Ok, yeah, I agree that it looks ugly.

quintesse · 2015-08-13T21:38:55Z

Sorry, it's not the accumulator that "bothers" me, it's the unboxed value, that's the part that should be obvious to the compiler.

gavinking · 2015-08-13T22:04:37Z

@jvasileff I don't love this implementation, but the performance results are significant.

My feeling is that if we're going to do an optimization like this I would prefer to do it by making sum() native and writing the optimized version in Java. I think that would be a cleaner way to wring every last ounce of performance out. But perhaps I'm wrong about that...

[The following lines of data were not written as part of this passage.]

PR #1006, opened 2025-08-15
Refactor router to use dynamic imports

DirkDevelopmentFreelance:
This improves initial load time by only loading components when they are needed.

Also adds v-memo to content tiles to prevent unnecessary re-renders.

### DIFF
--- a/app/src/router/index.ts
+++ b/app/src/router/index.ts
@@ -1,11 +1,4 @@
 import { createRouter, createWebHistory } from "vue-router";
-import NotFoundPage from "@/pages/NotFoundPage.vue";
-import HomePage from "@/pages/HomePage.vue";
-import SettingsPage from "@/pages/SettingsPage.vue";
-import SingleContent from "@/pages/SingleContent.vue";
-import ExplorePage from "@/pages/ExplorePage.vue";
-import BookmarksPage from "@/pages/BookmarksPage.vue";
-import VideoPage from "@/pages/VideoPage.vue";
 
 const router = createRouter({
     history: createWebHistory(import.meta.env.BASE_URL),
@@ -19,7 +12,7 @@ const router = createRouter({
     routes: [
         {
             path: "/",
-            component: HomePage,
+            component: () => import("@/pages/HomePage.vue"),
             name: "home",
             meta: {
                 title: "title.home",
@@ -28,7 +21,7 @@ const router = createRouter({
         },
         {
             path: "/explore",
-            component: ExplorePage,
+            component: () => import("@/pages/ExplorePage.vue"),
             name: "explore",
             meta: {
                 title: "title.explore",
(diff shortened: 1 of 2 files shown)


app/package.json
```diff
@@ -40,31 +41,34 @@
...
         "doiuse": "^6.0.5",
         "eslint": "^8.49.0",
         "eslint-plugin-vue": "^9.17.0",
         "fake-indexeddb": "^5.0.2",
         "jsdom": "^23.0.1",
         "npm-run-all2": "^6.1.1",
+        "postcss": "^8.5.4",
         "prettier": "^3.0.3",
         "prettier-plugin-tailwindcss": "^0.5.11",
+        "rollup-plugin-visualizer": "^6.0.3",
```
ivanslabbert, line 71: Add documentation on how to use the visualizer, or remove from project

app/src/main.ts
```diff
@@ -21,12 +20,32 @@ if (import.meta.env.VITE_FAV_ICON) {
...
+            const Sentry = await import("@sentry/vue");
+            if (message) {
+                Sentry.captureMessage(message);
+            }
+            Sentry.captureException(error);
+        } catch (e) {
+            console.error("Failed to load Sentry:", e);
+        }
+    }
+}
```
ivanslabbert, line 35: Only import once, and keep a reference to the imported library
```suggestion
function reportError(error: any, message?: string) {
    if (import.meta.env.PROD) {
        if (!Sentry) {
               console.log("Sentry not loaded yet");
               return;
            }
            if (message) {
                Sentry.captureMessage(message);
            }
            Sentry.captureException(error);
    }
}
```

app/src/main.ts
```diff
@@ -52,13 +71,13 @@ async function Startup() {
         ],
     }).catch((err) => {
         console.error(err);
-        Sentry.captureException(err);
+        reportError(err);
```
ivanslabbert, line 74: If we want to not use the `reportError` function, this could be:
```suggestion
        Sentry?.captureException(err);
```

app/src/router/index.ts
```diff
@@ -19,7 +12,7 @@ const router = createRouter({
     routes: [
         {
             path: "/",
-            component: HomePage,
+            component: () => import("@/pages/HomePage.vue"),
```
ivanslabbert, line 15: Lazy loading the homepage might not add any benefit

app/src/router/index.ts
ivanslabbert, line 1: After having loaded the homepage, we ideally want to load all the rest of the pages in the background, so that when the user navigates, the other pages' chunks are already downloaded, giving a fast user experience without slowing down the initial loading time of the homepage.

DirkDevelopmentFreelance:
> Check if lodash can be tree-shakeable in the shared library, as we still see a big lodash chunk when using the visualizer.
Lodash  was removed from the shared library, I explained it wrong last time, basicly lodash now only runs through the app, and goes down to the shared library to make the shared library smaller in turn and only install it at the "top level project". So I will try to force it to tree shake unnecessary imports in the *app*
image

ivanslabbert (approved):

DirkDevelopmentFreelance:
We may be able to remove RxJs here as well, just need to check, but it can be done in this PR or another new one

PR #1022, opened 2025-08-22
Add close button to LCombobox modal popup

DirkDevelopmentFreelance:


cms/src/components/common/LDialog.vue
ivanslabbert, line 1: Can we rather extend LModal in LDialog to keep the look and feel the same, and prevent code duplication?

ivanslabbert (approved):

PR #1023, opened 2025-08-22
CMS: Fix text editor bugs

MrDirkelz:


cms/src/components/editor/RichTextEditor.vue
```diff
@@ -56,16 +56,17 @@ const editor = useEditor({
...
-                .replace(/&nbsp;/gi, " ") // Clean non breaking spaces
-                // Clean heading tags
-                .replace(/<h([1-5])([^>]*)>/gi, (match, level, attrs) => {
+                .replace(/&nbsp;/g, " ") // Clean non breaking spaces
+                .replace(/<h([1-6])([^>]*)>/gi, (match, level, attrs) => {
                     const newLevel = Math.min(parseInt(level) + 1, 6);
                     return `<h${newLevel}${attrs}>`;
                 })
-                .replace(/<\/h([1-5])>/gi, (match, level) => {
+                .replace(/<\/h([1-6])>/gi, (match, level) => {
```
ivanslabbert, line 69: We do not support H6. All headings above H5 should be converted to normal text, i.e. stripping out the H(x) tags.

cms/src/components/editor/RichTextEditor.vue
```diff
@@ -330,8 +331,20 @@ div[data-tiptap-editor] > div {
...
     box-sizing: border-box;
     flex: 1;
     overflow-y: auto;
 }
+
+.ProseMirror > :first-child {
+    margin-top: 0;
+}
+
+.ProseMirror h5 {
```
ivanslabbert, line 345: Add a comment explaining why custom CSS is used

ivanslabbert (commented):
Add conditional logic to only bump up the heading level if an H1 is present in the pasted text.

cms/src/util/formatPastedHtml.ts
ivanslabbert, line 1: Add a test for this function, and add a test for RichTextEditor to check that formatPastedHtml.ts is called.

ivanslabbert (approved):

PR #1149, opened 2025-09-29
Add screen reader text for language selection and profile menu items

MrDirkelz:
Enhance accessibility by adding screen reader text for language selection and profile menu items. This also makes it easy for the static site generator to crawl the languages dynamically


johan-bell (approved):

ivanslabbert (changes requested):
We should rather not use funcitonality (like screen reader accessibility) for a different purpose that what it is designed for.

We can however add a special URL query param to force the app language to a given language, which would be a cleaner approach.

PR #1154, opened 2025-10-02
Potential fix for code scanning alert no. 5: Client-side URL redirect

belljohan3:
Potential fix for [https://github.com/bccsa/luminary/security/code-scanning/5](https://github.com/bccsa/luminary/security/code-scanning/5)

The best way to address this problem is to ensure that only trusted, intended URLs can be used as the value for `MATOMO_SERVER`. The most secure approach is to maintain a whitelist of allowed URLs or hostnames, and only proceed to construct the script URL if the extracted value matches one of the allowed entries. In this specific scenario, a simple approach would be to define, in the service worker script, a list or set of allowed Matomo server hostnames or base URLs, only allowing import from one of those. If `matomo_server` does not match an entry (by exact string or hostname comparison), abort or throw an error, rather than blindly using whatever the user provides.

This change would be implemented in app/src/analytics/service-worker.js: extract the value, check if it is included in your set/list, and only then compose the script URL and call `importScripts()`. If the value is not valid, log an error or take other appropriate action.

---

_Suggested fixes powered by Copilot Autofix. Review carefully before merging._

### DIFF
--- a/app/src/analytics/service-worker.js
+++ b/app/src/analytics/service-worker.js
@@ -1,4 +1,42 @@
-const MATOMO_SERVER = new URL(location.href).searchParams.get("matomo_server");
+// Define a whitelist of allowed Matomo server hosts (e.g., by hostname only, or full base URLs)
+const ALLOWED_MATOMO_SERVERS = [
+  "https://matomo.example.com",
+  // Add other allowed servers as needed
+];
+
+const matomoServerUrlRaw = new URL(location.href).searchParams.get("matomo_server");
+let MATOMO_SERVER = null;
+
+try {
+  if (matomoServerUrlRaw) {
+    // Normalize the provided server URL (strip trailing slashes, enforce HTTPS)
+    const url = new URL(matomoServerUrlRaw);
+    // Optionally enforce HTTPS only:
+    if (url.protocol !== "https:") {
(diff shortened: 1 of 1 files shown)


belljohan3:
I wondering if we should set the env for allowed servers. What do you think @ivanslabbert @THISmann @DirkDevelopmentFreelance ?

.github/workflows/app-deploy-staging.yml
```diff
@@ -45,6 +45,7 @@ jobs:
           echo VITE_PRIVACY_POLICY_ID=="${{ vars.VITE_PRIVACY_POLICY_ID }}" >> .env
           echo VITE_ANALYTICS_HOST="${{ secrets.VITE_ANALYTICS_HOST }}" >> .env
           echo VITE_ANALYTICS_SITEID="${{ secrets.VITE_ANALYTICS_SITEID }}" >> .env
+          echo VITE_ALLOWED_MATOMO_SERVERS="${{ secrets.VITE_ALLOWED_MATOMO_SERVERS }}" >> .env
```
johan-bell: May be this should be a vars instead of a secret ?

johan-bell (commented):
Nice accomplishment @DirkDevelopmentFreelance

ivanslabbert (approved):
Approved, but test with a real Matomo instance before merging

PR #1170, opened 2025-10-17
App - add Highlight support

MrDirkelz:


shared/stats.html
ivanslabbert: Delete before merging

PR #1175, opened 2025-10-20
Add automate-luminary script and documentation for project setup and management

MrDirkelz:
This will add a automation script to our project for a better and faster development experience


DirkDevelopmentFreelance:
> Hey @DirkDevelopmentFreelance
> 
> I see a test failing. Could you also look at the copilot review first before we digg into it later ?

I already checked Copilot’s suggestions, but I think we shouldn’t rely on it completely — it might miss things like subtle visual changes (when it is a visual PR) or project-specific details that only we’d catch. Maybe you’ll notice something I overlooked. 😊

ivanslabbert (approved):
Just check copilot comments?

PR #1180, opened 2025-10-21
Add stats.html to .gitignore files across multiple directories

MrDirkelz:


johan-bell (changes requested):
Nice @DirkDevelopmentFreelance 
But as far as i remeber, we only need to add `stats.html` in `.gitignore` of the shared folder. We don't need it in the CMS, APP folder, also only if there is specific reason ?

PR #1190, opened 2025-10-30
SideBar and MobileSideBar moved from the BasePage to the App.vue

ChrisTouo:


ivanslabbert (commented):
I believe with the new approach it should be possible to do the sidebar purely in CSS, without needing javascript functions or variables / Vue props?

gavinking · 2015-08-13T22:08:27Z

P.S. I agree that this hack:

Integer unboxed = val;

Should not be necessary and that the Java backend should recognize that val is unboxed. Please open an issue against ceylon-compiler.

jvasileff · 2015-08-13T22:36:16Z

this hack

See ceylon/ceylon-compiler#2270

quintesse · 2015-08-13T23:24:54Z

Just a question @gavinking , but why is this an issue for the compiler? Couldn't the typechecker just immediately simplify a Value&Integer to plain Integer?

gavinking · 2015-08-13T23:40:38Z

@quintesse No, of course not. Value is not a subtype of Integer!

gavinking · 2015-08-13T23:42:09Z

I mean Integer is not a subtype of Value.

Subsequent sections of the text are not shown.